Step 3: Pay Down Technical Debt for Increased Stability: These insights also tell us where our systems are most vulnerable to breakages, likely the areas where technical debt has been accrued through coding shortcuts, unresolved low-level defects, or lagging patching. Now the teams have time to pay this down and can plan their work (they can do this for toil automation, too) by writing user stories in their backlog. The teams can monitor their backlog over time now for work types – they’ll see that unplanned work dropping, an increase in toil automation, and tasks addressing technical debt. Then those will start to decrease too as the systems become more stable.

Step 4: Use Chaos Engineering for Antifragility: Once the systems have achieved sufficient stability and the teams are confident and can see they have the time available, they can start planned, controlled experiments to break them and learn from the results. We move beyond stability here towards resilience and then antifragility.

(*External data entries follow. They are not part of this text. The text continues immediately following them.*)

PR #69, opened 2015-06-22
Restrict inserts to users with create permission

dshiga:
Also, move authorization checks up from the business layer to the add and query handlers. Benefits of this are:
-We don't have to pass an AuthorizationProvider all the way down to the business layer
-We don't have to throw an exception in the business layer when a user is not authorized to insert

Step 5: Add More Automation for Self-healing Systems: All this time, the team now has on their hands! Unplanned work is close to zero since the causes of it have been resolved, there’s no toil left, and even when something bad does happen, it’s so quick to discover and resolve it. The team’s practiced automation to pay down that toil, and now they can take it a step further and automate fixes. This is self-healing; think of it as teaching your machines to look after themselves and each other.

Consequences

There’s only really one that matters; the sublime customer experience. If your customers are happy (and your business model works), you will have a high-performing organization. As your teams evolve their observability and AIOps capabilities, your customers can experience uninterrupted service. Another work item type the teams can be working on is innovation – this is value creation for your customers. This is the stuff that differentiates you from your competitors and propels you to the top of your market.